I like Yo Yo Ma's first recording of the Cello Suites. It was actually the first I owned. Right now, however, I prefer the Fournier recording.


----------



## robert newman

I am truly humbled by the great Bach. I'm certain that his music was intended to be an oasis for music lovers regardless of how crazy this world may become. Bach takes his place among other composers and is in one sense just another composer. But to sit down long enough to hear his music is to love his music. I return to it time after time because it has qualities that never fade. How great a gift to mankind was the art of Johann Sebastian Bach.

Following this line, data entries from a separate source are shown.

PR #1719, opened 2026-08-14
Add permissions to user API

jochenklar:
This is my idea on how to separate the model based permissions (e.g. `projects.change_visibility`, which admins and users with manually assigned permissions or in groups with manually assigned permissions have) from object (project) based permissions (e.g. `projects.change_visibility_object`, which are configured using `rules`. I think the former should be part of `/api/v1/accounts/users/` and the latter stay in `/api/v1/projects/projects/<id>/`.

Another idea (which we first need to discuss): we could put an array in the settings, which permissions are needed in the API and only include those which are actually needed by the front end.

### DIFF
--- a/rdmo/accounts/serializers/v1.py
+++ b/rdmo/accounts/serializers/v1.py
@@ -68,6 +68,7 @@ class UserSerializer(serializers.ModelSerializer):
     groups = UserGroupSerializer(many=True)
     role = UserRoleSerializer()
     memberships = UserMembershipSerializer(many=True)
+    permissions = serializers.SerializerMethodField()
 
     is_site_manager = serializers.BooleanField(source='role.is_site_manager')
 
@@ -78,6 +79,7 @@ class UserSerializer(serializers.ModelSerializer):
             'groups',
             'role',
             'memberships',
+            'permissions',
             'is_superuser',
             'is_staff',
             'is_site_manager'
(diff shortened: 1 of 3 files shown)


CalamityC (approved):

jochenklar:
@MyPyDavid I moved the permissions to `/api/v1/accounts/users/current/` only and added a test. Can you check?

rdmo/accounts/viewsets.py
```diff
@@ -45,5 +45,5 @@ def get_queryset(self):
 
     @action(detail=False, permission_classes=(IsAuthenticated, ))
     def current(self, request):
-        serializer = UserSerializer(request.user)
+        serializer = CurrentUserSerializer(request.user)
```
MyPyDavid: can we not do this:
```python
@action(
    detail=False,
    permission_classes=(IsAuthenticated,),
    serializer_class=CurrentUserSerializer,
)
def current(self, request):
    return Response(self.get_serializer(request.user).data)
```
instead?

rdmo/accounts/serializers/v1.py
```diff
@@ -92,6 +92,57 @@ class Meta:
...
+
+    class Meta(UserSerializer.Meta):
+        fields = [
+            *UserSerializer.Meta.fields,
+            'permissions',
+        ]
+
+    def get_permissions(self, obj) -> dict[str, bool]:
+        return {
+            'can_view_project': obj.has_perm('projects.view_project'),
```
MyPyDavid, line 108: is a `'can_add_project'` not missing from these? For a Reviewer for example?

MyPyDavid (changes requested):

rdmo/accounts/serializers/v1.py
jochenklar: Yes, for completeness. I am not sure if a `add_project` Django permission would even work, since we overrule in `rdmo/projects/rules.py`.

MyPyDavid (approved):
permission granted!

PR #1725, opened 2026-08-25
Fix parent handling in Attribute export and AttributeExportSerializer…

### LINKED ISSUE #1724: Attribute detail export omits parent uri of root attribute

```xml
<rdmo>
<attribute dc:uri="http://example.com/terms/domain/conditions/set/set">
<uri_prefix>http://example.com/terms</uri_prefix>
<key>set</key>
<path>conditions/set/set</path>
<dc:comment/>
<parent/>   <-- missing
</attribute>
<attribute dc:uri="http://example.com/terms/domain/conditions/set/set/text">
<uri_prefix>http://example.com/terms</uri_prefix>
<key>text</key>
<path>conditions/set/set/text</path>
<dc:comment/>
<parent dc:uri="http://example.com/terms/domain/conditions/set/set"/>
</attribute>
</rdmo>
```

jochenklar:
This PR aims to resolve #1724. The main fix is to include `instance.parent` into the `attribute_map` of the prefetched attributes. Then, instead of always recusing over all `parents` in the `AttributeExportSerializer`, the attribute export only uses the `parent_uri`. 

All other (full) exports still need full `parent` (and it's `parent` ...).

The change in `get_queryset` prevents one additional query for the parent's uri to be performed.

### DIFF
--- a/rdmo/domain/renderers/mixins.py
+++ b/rdmo/domain/renderers/mixins.py
@@ -9,9 +9,7 @@ class AttributeRendererMixin:
             self.render_text_element(xml, 'key', {}, attribute['key'])
             self.render_text_element(xml, 'path', {}, attribute['path'])
             self.render_text_element(xml, 'dc:comment', {}, attribute['comment'])
-            self.render_text_element(xml, 'parent', {
-                'dc:uri': attribute['parent']['uri'] if attribute['parent'] is not None else None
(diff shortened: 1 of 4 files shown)


MyPyDavid (approved):
Thanks!!
Ive added a mini test assertion for the missing `parent` in export

PR #1727, opened 2026-08-26
Fix shibboleth logout and use POST, #1723

### LINKED ISSUE #1723: Django 5 compatibility bug in the logout flow (with Shibboleth)
With Shibboleth as the only authentication backend and

```python
LOGOUT_URL = '/account/shibboleth/logout/'
```
the logout results in:
```
GET /account/shibboleth/logout/
  -> 302 /account/logout/?next=/Shibboleth.sso/Logout

GET /account/logout/?next=/Shibboleth.sso/Logout
  -> 405 Method Not Allowed
```

`shibboleth_logout()` currently redirects to account_logout, which resolves to Django's `LogoutView` when django-allauth is disabled.

Since Django 5, `LogoutView` no longer supports logout via `GET` and requires `POST`, so the redirect results in a 405 response.

RDMO should first terminate the local Django session and then redirect to SHIBBOLETH_LOGOUT_URL, e.g.:
```
POST /account/shibboleth/logout/
  -> Django logout
  -> 302 /Shibboleth.sso/Logout
```

A possible fix would be for `shibboleth_logout()` to call `django.contrib.auth.logout()` directly and then redirect to `SHIBBOLETH_LOGOUT_URL`. The logout action in the navigation should use a POST form instead of a GET link.

This may also affect non-allauth installations in general, since the navigation uses a link to `/account/logout/ ` while Django's `LogoutView` is POST-only.

### Context / Kontext

Please state your operating system, the RDMO version, and (if applicable) the browser the error occurred in.

### References / Verweise

* https://docs.djangoproject.com/en/5.2/topics/auth/default/#how-to-log-a-user-out
* https://github.com/rdmorganiser/rdmo/blob/9f48c2fc93e021ff8eef3e087c1368235bef2e56/rdmo/accounts/views.py#L107

MyPyDavid:
Fix for issue: #1723

### DIFF
--- a/rdmo/accounts/tests/test_views.py
+++ b/rdmo/accounts/tests/test_views.py
@@ -3,12 +3,13 @@ from datetime import datetime, timedelta
 
 import pytest
 
+from django.contrib.auth import SESSION_KEY
 from django.core import mail
 from django.db.models import ObjectDoesNotExist
 from django.urls import reverse
 from django.urls.exceptions import NoReverseMatch
 
-from pytest_django.asserts import assertContains, assertNotContains, assertRedirects, assertTemplateUsed, assertURLEqual
+from pytest_django.asserts import assertContains, assertNotContains, assertRedirects, assertTemplateUsed
 
 from rdmo.accounts.models import CONSENT_SESSION_KEY, ConsentFieldValue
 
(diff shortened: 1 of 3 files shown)


jochenklar (approved):
Thanks. This also fixes the logout when just using vanilla Django accounts without allauth.

PR #1742, opened 2026-09-01
2.5.2/fix/tou consent renewal

### LINKED ISSUE #1735: Consent acceptance button hidden for outdated consent

if we set the date of `ACCOUNT_TERMS_OF_USE_DATE` to, say, ‘2026-08-31’ (today’s date), users see the consent form but cannot confirm it. There is only a message that it was confirmed. 
This left the user with no way to continue using rdmo. 

When setting `ACCOUNT_TERMS_OF_USE_DATE`, all users should be required to resubmit their consent and should see the button to do so. 

1. Settings in config/settings/local.py

ACCOUNT = True
ACCOUNT_SIGNUP = True
ACCOUNT_TERMS_OF_USE = True
ACCOUNT_TERMS_OF_USE_DATE = '2026-08-31' (more recent date)

+ APPS allauth”, “allauth.account”, “allauth.socialaccount.providers.orcid”, ‘shibboleth’ 
(In our case, ORCID is not yet actively used.)

2. an user with old acceptance of the Terms of Use

### Context / Kontext
python:3.11-slim-bookworm container in Kubernetes 
with RDMO 2.5.1 
allauth”, “allauth.account”, “allauth.socialaccount.providers.orcid”, ‘shibboleth’ 

Issue was happening to multiple users / browser

### References / Verweise

*

MyPyDavid:
Related issue: #1735

### DIFF
--- a/rdmo/accounts/models.py
+++ b/rdmo/accounts/models.py
@@ -11,6 +11,7 @@ from rdmo.core.models import TranslationMixin
 from rdmo.core.utils import parse_date_from_string
 
 CONSENT_SESSION_KEY = "user_has_consented"
+CONSENT_SESSION_DATE_KEY = "user_has_consented_for_date"
 
 
 class AdditionalField(models.Model, TranslationMixin):
@@ -140,8 +141,9 @@ class ConsentFieldValue(RDMOTimeStampedModel):
         )
 
         if has_valid_consent:
-            if session:
+            if session is not None:
                 session[CONSENT_SESSION_KEY] = True
+                session[CONSENT_SESSION_DATE_KEY] = settings.ACCOUNT_TERMS_OF_USE_DATE
             return True
 
         obj.delete()  # Remove when consent is outdated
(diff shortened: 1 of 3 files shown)


jochenklar (approved):
Thanks, looks good to me. Putting the date in the session key would also be a possibility, but this here is probably cleaner.

MyPyDavid:
Should we already include things in preparation for 3.0 in here?
Maybe we could improve the Consent model with a more clearer `version` field, and perhaps `accepted_at`. Then it would be explicit to which version the User consented and when it accepted it (instead of using this indirect `updated` field). And we would use a new setting `ACCOUNT_TERMS_OF_USE_VERSION` instead of this `ACCOUNT_TERMS_OF_USE_DATE`?

```python
    version = models.CharField(
        max_length=128,
        blank=True,
        null=True,
    )
    accepted_at = models.DateTimeField(
        blank=True,
        null=True,
    )
```

or we leave it for later..

MyPyDavid:
this PR would only need the fix as shown by:
> in [rdmo/accounts/views.py](https://github.com/rdmorganiser/rdmo/blob/9f48c2fc93e021ff8eef3e087c1368235bef2e56/rdmo/accounts/views.py#L134) i replaced 
> 
> ```
> has_consented = ConsentFieldValue.objects.filter(
>     user=request.user
> ).exists()
> ```
> 
> with 
> 
> ```
> has_consented = ConsentFieldValue.has_accepted_terms(
>     request.user,
>     request.session
> )
> ```
> 
> for now, it looks like its working in our environment, i am not sure if it has any other side effect 

 _Originally posted by @skuehnemundt in [#1735](https://github.com/rdmorganiser/rdmo/issues/1735#issuecomment-5480959022)_
 
 to be completed.

jochenklar:
> Should we already include things in preparation for 3.0 in here? ...

Later please, maybe write an issue for 3.0. I think this can be merged now.

PR #1744, opened 2026-09-02
Draft: Add tests for max queries and resolve count on projects endpoints

MyPyDavid:
## == DRAFT == :face_in_clouds:  ##
The project endpoints `navigation/` and `resolve/` have long loading times in an interview with many (1000s..) values.

This PR makes a start by testing for the max query counts and the number of times that the `Condition.resolve()` is called on the same condition.
> PS apparently the tests were already there but these changes refactor and align them with the other `test_queries.py`

:warning:  this one has **tests only** so it is meant to fail in the actions.

### DIFF
--- a/rdmo/projects/tests/test_queries.py
+++ b/rdmo/projects/tests/test_queries.py
@@ -2,29 +2,62 @@ import pytest
 
 from django.urls import reverse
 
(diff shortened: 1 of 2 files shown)


MyPyDavid:

PR #1745, opened 2026-09-02
Draft: Optimize project navigation queries

MyPyDavid:
Tiny surgical changes to the `navigation/` endpoint that reduce the query count of the tests with `3` queries.

* new method `Catalog.get_section(self, section_id)` that can re-use the prefetched `elements` on the Catalog
* a special branch in `get_queryset` for the `'navigation'`  action


MyPyDavid:

PR #1747, opened 2026-09-02
Draft: Optimize project condition resolution for `resolve/`

MyPyDavid:
* use the new Django `field_id` getter instead of `field.id`
* add a `.for_condition_resolution(self)` method to the `ValueQuerySet`
* use and re-use a `values_by_attribute` dict of lists for the `resolve` action


MyPyDavid:
branch with typo condtion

Just one recommendation (since Bach is forever new in each recording) -

Keyboard Partita No. 1 (Dinu Lipatti, Soloist)


----------



## Tré

My selections:

1) Cello Suites - Yo-Yo Ma
2) Cello Suites - Rostropovich
3) Violin Concertos BWV 1041, 1042, 1043, & 1060  - Harold Gomberg, Isaac Stern, Leonard Bernstein & New York Philharmonic
4) Lute Works - Jakob Lindberg
5) *Goldberg Variations - Simone Dinnerstein
6) *Inventions and Sinfonias & Selections from Anna Magdalena's Notebook - Janos Sebestyen


*These two editions are soft and piano-esque, but quite pretty. The pianos they used were excellent!


----------



## hoodjem

Perahia's performance of the Goldberg Variations is the pinnacle.

Hewitt's is quite good, also, as is Gould's second recording.


----------



## Oldhoosierdude

Not that it matters but most participants on this thread haven't posted anything since 2007. I always find that interesting. Was CM a passing thing for them or was TC the passing thing.?


----------